Stored data entries:
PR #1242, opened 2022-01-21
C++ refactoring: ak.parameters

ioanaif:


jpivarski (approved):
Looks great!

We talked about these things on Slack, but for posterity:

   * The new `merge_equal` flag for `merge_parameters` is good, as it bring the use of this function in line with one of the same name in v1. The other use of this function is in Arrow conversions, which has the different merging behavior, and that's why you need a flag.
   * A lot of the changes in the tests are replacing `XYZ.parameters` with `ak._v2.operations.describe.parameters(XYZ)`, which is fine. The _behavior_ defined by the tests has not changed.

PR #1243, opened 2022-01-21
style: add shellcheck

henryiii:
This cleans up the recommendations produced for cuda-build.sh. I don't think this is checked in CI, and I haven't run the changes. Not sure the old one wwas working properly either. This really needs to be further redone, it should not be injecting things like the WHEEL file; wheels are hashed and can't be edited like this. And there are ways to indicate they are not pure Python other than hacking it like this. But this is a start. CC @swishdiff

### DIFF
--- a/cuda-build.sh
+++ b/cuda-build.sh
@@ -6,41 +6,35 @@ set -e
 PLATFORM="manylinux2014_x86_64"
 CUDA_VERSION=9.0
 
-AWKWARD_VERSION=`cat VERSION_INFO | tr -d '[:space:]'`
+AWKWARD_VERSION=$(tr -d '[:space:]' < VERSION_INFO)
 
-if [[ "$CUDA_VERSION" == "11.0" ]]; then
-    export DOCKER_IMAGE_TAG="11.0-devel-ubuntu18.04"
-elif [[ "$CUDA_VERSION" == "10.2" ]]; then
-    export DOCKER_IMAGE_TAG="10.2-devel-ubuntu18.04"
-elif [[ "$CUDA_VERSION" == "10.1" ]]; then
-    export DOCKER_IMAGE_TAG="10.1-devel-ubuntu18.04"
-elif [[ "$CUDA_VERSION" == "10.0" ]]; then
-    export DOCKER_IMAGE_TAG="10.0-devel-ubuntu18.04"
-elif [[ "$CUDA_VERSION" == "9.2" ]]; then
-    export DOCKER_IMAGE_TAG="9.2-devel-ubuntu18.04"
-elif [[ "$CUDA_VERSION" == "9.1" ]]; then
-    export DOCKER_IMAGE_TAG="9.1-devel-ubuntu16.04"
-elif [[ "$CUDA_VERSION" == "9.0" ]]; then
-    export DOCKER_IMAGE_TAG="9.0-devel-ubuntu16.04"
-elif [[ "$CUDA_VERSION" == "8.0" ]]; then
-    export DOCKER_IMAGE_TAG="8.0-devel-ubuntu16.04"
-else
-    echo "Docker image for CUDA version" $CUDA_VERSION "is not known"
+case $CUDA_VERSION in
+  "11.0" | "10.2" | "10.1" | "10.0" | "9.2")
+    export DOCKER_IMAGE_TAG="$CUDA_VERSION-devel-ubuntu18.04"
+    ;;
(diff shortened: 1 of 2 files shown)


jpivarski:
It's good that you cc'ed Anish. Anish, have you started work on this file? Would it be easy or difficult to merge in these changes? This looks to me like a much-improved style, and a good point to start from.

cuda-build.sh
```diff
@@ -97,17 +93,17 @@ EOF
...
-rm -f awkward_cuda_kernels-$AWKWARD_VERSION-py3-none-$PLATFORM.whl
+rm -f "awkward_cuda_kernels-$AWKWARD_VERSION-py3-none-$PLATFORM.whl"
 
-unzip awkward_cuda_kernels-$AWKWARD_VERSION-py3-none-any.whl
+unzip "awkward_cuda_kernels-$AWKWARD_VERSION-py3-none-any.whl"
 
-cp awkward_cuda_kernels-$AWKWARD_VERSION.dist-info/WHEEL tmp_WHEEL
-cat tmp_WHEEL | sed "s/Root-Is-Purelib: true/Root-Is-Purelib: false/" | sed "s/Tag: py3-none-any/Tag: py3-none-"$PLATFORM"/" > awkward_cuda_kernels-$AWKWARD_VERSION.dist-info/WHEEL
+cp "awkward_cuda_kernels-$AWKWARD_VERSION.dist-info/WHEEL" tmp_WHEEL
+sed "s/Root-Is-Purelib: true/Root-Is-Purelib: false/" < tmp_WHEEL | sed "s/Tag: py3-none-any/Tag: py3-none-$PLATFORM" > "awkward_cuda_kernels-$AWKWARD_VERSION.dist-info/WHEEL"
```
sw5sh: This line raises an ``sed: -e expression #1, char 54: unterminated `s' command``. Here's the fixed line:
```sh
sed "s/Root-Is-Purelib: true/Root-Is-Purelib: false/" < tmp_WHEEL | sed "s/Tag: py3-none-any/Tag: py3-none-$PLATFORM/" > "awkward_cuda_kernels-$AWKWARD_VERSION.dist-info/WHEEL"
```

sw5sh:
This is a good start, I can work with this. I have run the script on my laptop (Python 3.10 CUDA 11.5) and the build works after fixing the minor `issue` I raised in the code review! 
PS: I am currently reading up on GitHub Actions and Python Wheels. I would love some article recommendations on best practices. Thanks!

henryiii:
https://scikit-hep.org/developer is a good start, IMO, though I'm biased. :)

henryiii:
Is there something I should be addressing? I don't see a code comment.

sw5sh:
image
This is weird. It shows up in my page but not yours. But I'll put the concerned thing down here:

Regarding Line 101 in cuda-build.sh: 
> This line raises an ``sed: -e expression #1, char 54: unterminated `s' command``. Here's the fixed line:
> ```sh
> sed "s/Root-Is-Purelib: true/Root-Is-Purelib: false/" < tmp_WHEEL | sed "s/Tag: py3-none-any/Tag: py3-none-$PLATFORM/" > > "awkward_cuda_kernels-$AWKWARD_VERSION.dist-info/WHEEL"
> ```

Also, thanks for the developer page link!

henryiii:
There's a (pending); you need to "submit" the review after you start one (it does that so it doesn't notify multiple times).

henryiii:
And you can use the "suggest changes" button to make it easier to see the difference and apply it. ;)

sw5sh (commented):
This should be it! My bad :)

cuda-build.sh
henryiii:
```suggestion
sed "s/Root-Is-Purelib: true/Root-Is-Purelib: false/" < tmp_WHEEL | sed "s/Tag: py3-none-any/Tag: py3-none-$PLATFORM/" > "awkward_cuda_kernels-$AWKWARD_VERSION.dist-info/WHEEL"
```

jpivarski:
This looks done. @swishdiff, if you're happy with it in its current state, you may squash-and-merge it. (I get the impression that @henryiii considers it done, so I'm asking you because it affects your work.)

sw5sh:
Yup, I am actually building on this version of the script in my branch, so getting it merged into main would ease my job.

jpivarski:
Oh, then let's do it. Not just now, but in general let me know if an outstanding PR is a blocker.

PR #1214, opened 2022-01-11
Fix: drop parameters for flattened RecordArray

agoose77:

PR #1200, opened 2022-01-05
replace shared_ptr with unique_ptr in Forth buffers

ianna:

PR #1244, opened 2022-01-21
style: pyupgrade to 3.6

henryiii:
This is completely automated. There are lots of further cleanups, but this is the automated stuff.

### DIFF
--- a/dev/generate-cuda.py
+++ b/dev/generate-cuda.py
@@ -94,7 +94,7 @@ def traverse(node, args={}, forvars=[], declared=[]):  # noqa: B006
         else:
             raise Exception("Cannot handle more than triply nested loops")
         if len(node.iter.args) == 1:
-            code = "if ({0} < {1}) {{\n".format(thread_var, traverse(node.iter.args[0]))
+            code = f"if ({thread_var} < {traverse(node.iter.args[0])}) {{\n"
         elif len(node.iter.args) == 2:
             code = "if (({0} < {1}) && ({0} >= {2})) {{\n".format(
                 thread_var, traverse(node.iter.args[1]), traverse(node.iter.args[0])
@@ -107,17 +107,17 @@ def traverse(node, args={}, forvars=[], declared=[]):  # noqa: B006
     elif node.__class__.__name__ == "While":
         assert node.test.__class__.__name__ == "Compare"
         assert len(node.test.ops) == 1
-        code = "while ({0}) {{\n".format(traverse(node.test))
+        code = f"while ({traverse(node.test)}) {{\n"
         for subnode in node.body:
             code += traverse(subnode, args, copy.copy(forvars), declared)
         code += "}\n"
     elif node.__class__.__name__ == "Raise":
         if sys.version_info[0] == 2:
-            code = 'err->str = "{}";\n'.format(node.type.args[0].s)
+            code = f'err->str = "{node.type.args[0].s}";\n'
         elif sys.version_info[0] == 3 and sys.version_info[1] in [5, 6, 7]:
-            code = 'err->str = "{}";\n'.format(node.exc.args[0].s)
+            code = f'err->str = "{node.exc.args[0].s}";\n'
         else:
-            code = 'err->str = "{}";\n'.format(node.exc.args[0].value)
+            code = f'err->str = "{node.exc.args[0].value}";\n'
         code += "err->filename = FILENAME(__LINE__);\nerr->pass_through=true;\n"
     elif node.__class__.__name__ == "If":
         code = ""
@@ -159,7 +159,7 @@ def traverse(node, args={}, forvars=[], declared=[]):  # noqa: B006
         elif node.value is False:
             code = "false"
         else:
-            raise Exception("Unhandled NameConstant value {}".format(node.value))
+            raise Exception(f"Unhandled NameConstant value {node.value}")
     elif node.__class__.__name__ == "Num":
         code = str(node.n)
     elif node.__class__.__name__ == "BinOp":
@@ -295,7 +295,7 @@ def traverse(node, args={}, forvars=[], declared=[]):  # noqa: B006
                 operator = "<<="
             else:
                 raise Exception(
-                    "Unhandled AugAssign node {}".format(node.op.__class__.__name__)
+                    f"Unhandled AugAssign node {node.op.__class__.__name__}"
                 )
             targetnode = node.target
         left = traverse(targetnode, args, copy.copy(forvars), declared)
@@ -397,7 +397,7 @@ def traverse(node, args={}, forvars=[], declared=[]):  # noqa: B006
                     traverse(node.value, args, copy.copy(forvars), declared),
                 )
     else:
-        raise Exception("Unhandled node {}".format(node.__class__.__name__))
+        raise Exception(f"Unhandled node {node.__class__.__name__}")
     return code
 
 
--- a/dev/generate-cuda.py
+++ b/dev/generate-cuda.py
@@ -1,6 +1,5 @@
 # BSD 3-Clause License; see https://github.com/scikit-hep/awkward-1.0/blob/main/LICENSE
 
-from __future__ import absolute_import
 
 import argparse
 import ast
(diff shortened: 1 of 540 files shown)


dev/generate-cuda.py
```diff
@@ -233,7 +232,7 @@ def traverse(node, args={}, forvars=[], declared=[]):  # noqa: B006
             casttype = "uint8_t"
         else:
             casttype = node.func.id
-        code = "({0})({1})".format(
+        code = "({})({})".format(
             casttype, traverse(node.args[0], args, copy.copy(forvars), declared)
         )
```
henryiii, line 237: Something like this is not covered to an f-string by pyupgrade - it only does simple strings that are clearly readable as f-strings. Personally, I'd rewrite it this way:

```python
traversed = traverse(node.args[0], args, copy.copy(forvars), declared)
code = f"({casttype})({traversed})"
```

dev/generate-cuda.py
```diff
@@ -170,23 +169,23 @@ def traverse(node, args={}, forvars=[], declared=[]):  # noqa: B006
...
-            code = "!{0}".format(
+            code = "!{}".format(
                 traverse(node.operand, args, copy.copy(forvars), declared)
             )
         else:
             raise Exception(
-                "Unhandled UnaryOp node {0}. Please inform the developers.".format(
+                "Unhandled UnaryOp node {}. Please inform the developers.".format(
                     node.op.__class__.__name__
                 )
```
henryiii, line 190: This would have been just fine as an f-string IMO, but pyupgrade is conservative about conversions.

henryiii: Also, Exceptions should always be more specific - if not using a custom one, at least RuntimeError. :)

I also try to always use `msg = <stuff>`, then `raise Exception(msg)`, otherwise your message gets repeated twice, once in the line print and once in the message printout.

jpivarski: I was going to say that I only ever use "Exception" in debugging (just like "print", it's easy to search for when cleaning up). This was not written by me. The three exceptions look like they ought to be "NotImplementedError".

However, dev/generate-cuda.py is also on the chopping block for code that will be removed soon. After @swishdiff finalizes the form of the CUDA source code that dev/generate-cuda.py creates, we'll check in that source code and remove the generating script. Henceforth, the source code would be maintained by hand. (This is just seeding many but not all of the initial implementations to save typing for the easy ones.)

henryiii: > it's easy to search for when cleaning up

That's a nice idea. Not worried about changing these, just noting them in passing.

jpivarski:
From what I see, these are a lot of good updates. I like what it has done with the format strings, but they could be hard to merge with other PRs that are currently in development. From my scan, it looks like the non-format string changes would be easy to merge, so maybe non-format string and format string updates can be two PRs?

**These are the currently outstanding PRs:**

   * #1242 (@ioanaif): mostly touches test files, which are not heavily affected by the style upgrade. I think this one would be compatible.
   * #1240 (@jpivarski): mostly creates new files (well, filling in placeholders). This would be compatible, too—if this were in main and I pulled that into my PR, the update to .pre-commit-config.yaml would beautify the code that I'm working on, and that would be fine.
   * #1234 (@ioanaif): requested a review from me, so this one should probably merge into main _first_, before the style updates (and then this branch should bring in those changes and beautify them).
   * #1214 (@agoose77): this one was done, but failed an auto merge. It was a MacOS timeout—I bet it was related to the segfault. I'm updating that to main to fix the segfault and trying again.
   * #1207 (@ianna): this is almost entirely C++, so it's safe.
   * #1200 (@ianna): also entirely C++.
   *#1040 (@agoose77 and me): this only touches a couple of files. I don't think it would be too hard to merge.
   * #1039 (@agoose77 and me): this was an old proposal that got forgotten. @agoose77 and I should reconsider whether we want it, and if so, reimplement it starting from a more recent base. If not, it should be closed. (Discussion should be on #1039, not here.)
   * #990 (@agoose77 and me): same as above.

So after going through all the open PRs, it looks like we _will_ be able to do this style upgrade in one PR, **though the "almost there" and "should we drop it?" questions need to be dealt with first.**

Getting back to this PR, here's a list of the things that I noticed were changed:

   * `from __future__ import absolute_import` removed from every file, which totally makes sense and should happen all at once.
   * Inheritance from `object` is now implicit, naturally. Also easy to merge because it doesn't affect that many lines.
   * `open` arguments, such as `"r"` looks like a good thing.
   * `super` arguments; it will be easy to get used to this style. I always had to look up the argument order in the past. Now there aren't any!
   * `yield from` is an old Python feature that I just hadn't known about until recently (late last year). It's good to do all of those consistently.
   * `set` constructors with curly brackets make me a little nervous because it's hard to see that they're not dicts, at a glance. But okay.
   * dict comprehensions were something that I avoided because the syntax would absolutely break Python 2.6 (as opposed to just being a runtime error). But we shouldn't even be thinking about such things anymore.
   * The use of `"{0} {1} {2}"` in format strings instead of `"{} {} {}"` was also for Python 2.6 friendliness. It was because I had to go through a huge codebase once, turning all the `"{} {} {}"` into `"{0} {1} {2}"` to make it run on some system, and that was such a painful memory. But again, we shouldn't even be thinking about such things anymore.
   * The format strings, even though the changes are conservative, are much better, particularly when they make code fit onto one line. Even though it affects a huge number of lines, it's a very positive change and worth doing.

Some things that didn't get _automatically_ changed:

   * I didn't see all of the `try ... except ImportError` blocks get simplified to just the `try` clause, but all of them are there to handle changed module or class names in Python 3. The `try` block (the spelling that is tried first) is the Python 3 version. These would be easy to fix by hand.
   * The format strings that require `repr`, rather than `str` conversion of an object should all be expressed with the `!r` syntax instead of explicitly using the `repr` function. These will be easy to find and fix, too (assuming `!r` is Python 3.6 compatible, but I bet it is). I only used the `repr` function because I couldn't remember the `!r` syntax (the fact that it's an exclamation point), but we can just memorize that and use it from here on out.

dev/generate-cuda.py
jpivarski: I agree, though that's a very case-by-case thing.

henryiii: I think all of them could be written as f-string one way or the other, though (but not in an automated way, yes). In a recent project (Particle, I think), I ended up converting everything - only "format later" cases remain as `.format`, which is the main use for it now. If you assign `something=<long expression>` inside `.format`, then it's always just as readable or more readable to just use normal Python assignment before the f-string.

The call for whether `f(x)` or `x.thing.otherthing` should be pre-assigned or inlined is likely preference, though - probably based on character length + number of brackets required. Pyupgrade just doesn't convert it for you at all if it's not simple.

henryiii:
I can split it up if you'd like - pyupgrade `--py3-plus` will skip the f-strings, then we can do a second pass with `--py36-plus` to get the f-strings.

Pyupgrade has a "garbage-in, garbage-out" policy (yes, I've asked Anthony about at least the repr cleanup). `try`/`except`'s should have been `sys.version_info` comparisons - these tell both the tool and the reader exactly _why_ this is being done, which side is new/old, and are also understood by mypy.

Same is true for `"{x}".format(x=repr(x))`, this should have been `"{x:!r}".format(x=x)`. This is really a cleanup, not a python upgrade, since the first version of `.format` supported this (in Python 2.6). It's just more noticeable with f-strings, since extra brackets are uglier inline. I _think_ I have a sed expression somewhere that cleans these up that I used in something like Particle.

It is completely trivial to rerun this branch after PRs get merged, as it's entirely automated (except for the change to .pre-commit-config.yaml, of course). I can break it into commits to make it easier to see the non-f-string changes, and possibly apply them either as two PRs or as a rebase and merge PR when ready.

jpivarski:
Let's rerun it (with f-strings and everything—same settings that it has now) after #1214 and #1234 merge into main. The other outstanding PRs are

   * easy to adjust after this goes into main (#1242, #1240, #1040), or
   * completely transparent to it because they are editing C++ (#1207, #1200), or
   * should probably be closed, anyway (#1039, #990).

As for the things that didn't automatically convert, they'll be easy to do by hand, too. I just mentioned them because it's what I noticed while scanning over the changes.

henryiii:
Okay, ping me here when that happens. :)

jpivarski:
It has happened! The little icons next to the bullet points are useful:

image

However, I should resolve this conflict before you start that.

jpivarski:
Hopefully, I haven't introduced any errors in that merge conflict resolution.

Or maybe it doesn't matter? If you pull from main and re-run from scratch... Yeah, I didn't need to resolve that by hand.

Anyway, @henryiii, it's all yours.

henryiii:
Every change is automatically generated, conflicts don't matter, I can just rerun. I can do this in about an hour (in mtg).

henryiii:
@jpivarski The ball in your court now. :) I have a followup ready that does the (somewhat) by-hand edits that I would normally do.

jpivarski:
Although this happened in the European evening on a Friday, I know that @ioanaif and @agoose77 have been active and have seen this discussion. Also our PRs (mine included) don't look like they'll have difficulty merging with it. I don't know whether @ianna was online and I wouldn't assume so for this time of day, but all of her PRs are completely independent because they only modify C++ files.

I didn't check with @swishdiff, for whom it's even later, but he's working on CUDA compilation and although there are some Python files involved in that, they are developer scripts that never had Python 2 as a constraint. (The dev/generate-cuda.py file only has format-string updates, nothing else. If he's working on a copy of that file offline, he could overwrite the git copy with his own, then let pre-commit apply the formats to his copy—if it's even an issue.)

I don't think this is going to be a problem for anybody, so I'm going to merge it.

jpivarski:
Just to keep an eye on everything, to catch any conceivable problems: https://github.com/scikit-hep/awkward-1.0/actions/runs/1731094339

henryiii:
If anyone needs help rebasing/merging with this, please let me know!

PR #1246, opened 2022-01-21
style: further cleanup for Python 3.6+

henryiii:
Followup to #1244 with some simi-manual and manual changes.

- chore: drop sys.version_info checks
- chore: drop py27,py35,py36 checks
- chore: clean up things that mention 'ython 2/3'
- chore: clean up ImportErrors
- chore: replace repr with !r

WHAT YOU WILL DO:
Look above for the line holding "and trying again." and the line holding "Getting back to". Retype both, and every line between them, word for word and nothing else.

RESPONSE TO THIS EXERCISE:
   * #1214 (@agoose77): this one was done, but failed an auto merge. It was a MacOS timeout—I bet it was related to the segfault. I'm updating that to main to fix the segfault and trying again.
   * #1207 (@ianna): this is almost entirely C++, so it's safe.
   * #1200 (@ianna): also entirely C++.
   *#1040 (@agoose77 and me): this only touches a couple of files. I don't think it would be too hard to merge.
   * #1039 (@agoose77 and me): this was an old proposal that got forgotten. @agoose77 and I should reconsider whether we want it, and if so, reimplement it starting from a more recent base. If not, it should be closed. (Discussion should be on #1039, not here.)
   * #990 (@agoose77 and me): same as above.

So after going through all the open PRs, it looks like we _will_ be able to do this style upgrade in one PR, **though the "almost there" and "should we drop it?" questions need to be dealt with first.**

Getting back to this PR, here's a list of the things that I noticed were changed:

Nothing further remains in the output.